Hey Snooki, what's it like on the planet where you live?
Sigh. Poor Snooks. Can't a girl flash her kooka at a club without having an international incident anymore? No? OK fine. Well, at least she still has Jenni to make her feel better. And Vinnie and his, ahem, equipment. If it wasn't so un-ladylike, I'd make reference to her nickname for Vinnie here (cough *Seabiscuit* cough). Hey, her words, not mine. Guess we all know what he's hung like now...
In the masterpiece of dialogue known as "Three Men and a Snooki," quotable lines abound. My personal favorite is when Jionni tells Snooki "What do you mean you're not being yourself? You get drunk seven days a week, hook up with girls, and you flash your underwear, I thought that was who you are?" Ouch, man. Just...ouch. He accompanies this zinger by telling her she was dancing inappropriately in the club "like a pig." And he wonders why she hung up the phone in disgust? I guess everyone has a breaking point, and that includes Snooki.
Even with the knowledge that they're presently still together, I can't help but feel like that relationship is bad for both parties. I know you can't help who you love, but JWOWW nailed it when she said that Snooki isn't herself with Jionni, and that he wants to change who she is as a person. Not to mention the fact that Jionni needs to work on his geography skills. He said he "flew all the way across the country" to see Snooki but Psst, Jionni? You actually flew across several countries. And an ocean. OK, just needed to clear that up.
Somewhere out there exists a pint-sized guido who's proud to have his woman show her junk to the world and dress sexy for him, I just know it. Keep holding out hope for that, Snooki. And in the meantime, good thing you have Vinnie's bed to keep you warm.
Another priceless moment was when JWOWW kept telling Snooki she was being a "Sam" and Sammi interjected that she'd prefer if Jenni tell her she's being "the old Sam" because Sam2.0 is so much more mature and handles her relationships better. Actually, Ronnie and Sammi do seem to be more stable these days, and I give Sammi credit for making fun of herself. Then Sammi told Snooki it was OK that she looked like hell, because she obviously felt like it, too. Nice recovery, Sam. It's alright, we were totally all thinking that as well.
Then, Mike tries to claim some extra screen time by attempting to convince Snooki that he's in love with her and would treat her better than Jionni. Nice try, dude, but Snooki made it clear that she doesn't want to have your Situation babies. And speaking of babies...
I think the entire world let out a collective sigh of relief when we found out Deena was not going to be bringing a second generation of Jersey Shore into the world. Yet. Hey, I love their antics as much as the next person, I just don't think they necessarily scream out "parenting material" at this stage of the game.
One has to wonder, however, why Deena seemed more concerned about shaming her parents than about possibly drowning her (imaginary) baby in booze and cigarettes when she did suspect she might be preggers? Deena, you do know babies don't like nicotine and Jagermeister, right?

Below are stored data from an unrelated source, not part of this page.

PR #4436, opened 2020-07-24
perf(external_link): faster regexp & condition shorthand

SukkaW:
## What does it do?

- Improve regexp: require less step for matching
- Adjust condition for shorthand optimization

## How to test

```sh
git clone -b perf-external-link https://github.com/sukkaw/hexo.git
cd hexo
npm install
npm test
```

## Pull request tasks

- [x] Passed the CI test.

### DIFF
--- a/lib/plugins/filter/after_post_render/external_link.js
+++ b/lib/plugins/filter/after_post_render/external_link.js
@@ -13,11 +13,11 @@ function externalLinkFilter(data) {
     return;
   }
 
-  data.content = data.content.replace(/<a\s+(?:[^<>]+\s)?href=["']([^<>"']+)["'][^<>]*>/gi, (str, href) => {
-    if (/target=/gi.test(str) || !isExternalLink(href, url, external_link.exclude)) return str;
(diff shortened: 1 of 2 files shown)


lib/plugins/filter/after_post_render/external_link.js
```diff
@@ -13,11 +13,11 @@ function externalLinkFilter(data) {
     return;
   }
 
-  data.content = data.content.replace(/<a\s+(?:[^<>]+\s)?href=["']([^<>"']+)["'][^<>]*>/gi, (str, href) => {
-    if (/target=/gi.test(str) || !isExternalLink(href, url, external_link.exclude)) return str;
+  data.content = data.content.replace(/<a(?:\s+?|\s+?[^<>]+)?href=["']([^<>"']+)["'][^<>]*>/gi, (str, href) => {
+    if (!isExternalLink(href, url, external_link.exclude) || /target=/i.test(str)) return str;
```
SukkaW, line 17: Most renderer plugin won't add `target=`. By moving `isExternalLink` forward unnecessary regex matching could be avoided.

Issue #3677, opened 2019-08-18
Replace cheerio with native API


curbengh:
## Feature Request

From the [benchmark](https://github.com/hexojs/hexo/issues/3663) (performed by @SukkaW) we can see that [cheerio](https://github.com/cheeriojs/cheerio) can cause significant performance hit.

While cheerio is not necessary for the core functions of Hexo, it is currently utilized by several default plugins:

- [x] ~~[meta_generator.js](https://github.com/hexojs/hexo/blob/master/lib/plugins/filter/meta_generator.js)~~
- [x] ~~[external_link.js](https://github.com/hexojs/hexo/blob/master/lib/plugins/filter/after_post_render/external_link.js)~~
- [ ] [toc.js](https://github.com/hexojs/hexo/blob/master/lib/plugins/helper/toc.js)
- [x] ~~[open_graph](https://github.com/hexojs/hexo/blob/master/lib/plugins/helper/open_graph.js)~~

We are hoping to re-implement them without depending on cheerio, if possible.

Related PRs:
- meta_generator: ~~https://github.com/hexojs/hexo/pull/3669~~ ~~https://github.com/hexojs/hexo/pull/3671~~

Luckily JWOWW had her head on straight to consider such matters, and by the end of the episode Deena's lasting legacy was being the girl with the entire apartment piled onto her bed (and for being trapped under the sofa), rather than the girl with the ill thought-out pregnancy scare.
Finally, I'd like to thank Pauly for bringing a little bit of Seaside to Florence when he set up his DJ equipment and turned their house into Karma-Across-The-Ocean. Is there no end to how amusing and likeable that kid is? If I could be guido friends with anyone in that house, Pauly would win hands down. Or rather, abs down. I normally don't care for men with blowouts but I challenge anyone to withstand his prankster charm. The "D" in his name may seem like it's for "DelVecchio," but I like to think it stands for "Dope" (in a good way, obvi). Either that or "Don't touch my hair," which is also highly probable.
Anyway next week we witness the fallout from Snooki's adventures between Vinnie's sheets, and I for one can't wait. Keep it right here for more Lifestyles of the Rich and Fist Pumping, Shore-heads. And until then, try to behave yourselves.